For a delta table scan, prepareDeltaScan finds a DeltaScanGenerator for the TahoeLogFileIndex.
prepareDeltaScan uses an internal deltaScans registry (of canonicalized logical scans and their Snapshots and DeltaScans) to look up the delta table scan or creates a new entry.
prepareDeltaScan creates a PreparedDeltaFileIndex.

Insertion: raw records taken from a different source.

PR #3439, opened 2023-08-10
Update DaxTextInput to improve site breakage form

laghee:
Task/Issue URL: https://app.asana.com/0/488551667048375/1203532493649164/f

### Description
To facilitate easier reporting in order to improve our breakage signal:

- full edittext is now clickable rather than just the end icon
- neither breakage category nor text description is required for submission anymore
- category dialog list has been randomized

Plus added 2 additional requested updates to DaxTextInput:

- optional truncation with ellipses of single-line fields
- optional form mode for multi-line fields of minimum 3 lines

### Steps to test this PR
- [x] Load any website & tap either duck foot or menu item for Report Broken Site
- [x] Verify that it's possible to immediately send a blank report with only metadata
- [x] Verify that tapping on either "Describe what happened" or the down carat brings up the radio selection dialog
- [x] Verify that new options appear correctly in the internal component design preview


laghee:
Morning, @malmstein! I spent quite a while banging my head against it, but can't get the truncate function to work. Seems like there's potentially [some kind of existential issue with using `ellipsize` in a `TextInput`](https://stackoverflow.com/questions/5199712/android-edittext-doesnt-get-ellipsized?noredirect=1&lq=1), which I guess makes some sense. If there's something else you think I could try, I'm happy to do so. Alternatively, if you think we should just back that part out for now, I can do that too. Also, wasn't sure if there was value in adding a `formMode` example in the internal component preview?

malmstein:
@laghee thanks for taking care of this!

I’ve refactor the input type to allow for form mode, instead of using a boolean.
re the truncation, I wouldn’t worry about it now, and take care of the rest.

malmstein (approved):
:shipit:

In the end, prepareDeltaScan optimizeGeneratedColumns.
getDeltaScanGenerator¶
getDeltaScanGenerator(
index: TahoeLogFileIndex): DeltaScanGenerator
getDeltaScanGenerator...FIXME
getPreparedIndex¶
getPreparedIndex(
preparedScan: DeltaScan,
fileIndex: TahoeLogFileIndex): PreparedDeltaFileIndex
getPreparedIndex creates a new PreparedDeltaFileIndex (for the DeltaScan and the TahoeLogFileIndex).
getPreparedIndex requires that the partitionFilters (of the TahoeLogFileIndex) are empty or throws an AssertionError:
assertion failed: Partition filters should have been extracted by DeltaAnalysis.
filesForScan¶
filesForScan(
scanGenerator: DeltaScanGenerator,
limitOpt: Option[Int],
projection: Seq[Attribute],
filters: Seq[Expression],
delta: LogicalRelation): (Snapshot, DeltaScan)
Note
The given limitOpt argument is not used.
filesForScan prints out the following INFO message to the logs:
DELTA: Filtering files for query
filesForScan determines the filters for a scan based on generatedColumn.partitionFilterOptimization.enabled configuration property:
- If disabled,
filesForScanuses the givenfiltersexpressions unchanged - With generatedColumn.partitionFilterOptimization.enabled enabled,
filesForScangenerates the partition filters that are used alongside the givenfiltersexpressions
filesForScan requests the given DeltaScanGenerator for the Snapshot to scan and a DeltaScan (that are the return pair).
In the end, filesForScan prints out the following INFO message to the logs:
DELTA: Done
optimizeGeneratedColumns¶
optimizeGeneratedColumns(
scannedSnapshot: Snapshot,
scan: LogicalPlan,
preparedIndex: PreparedDeltaFileIndex,
filters: Seq[Expression],
limit: Option[Int],
delta: LogicalRelation): LogicalPlan
optimizeGeneratedColumns...FIXME
Logging¶
PrepareDeltaScanBase is an abstract class and logging is configured using the logger of the implementations.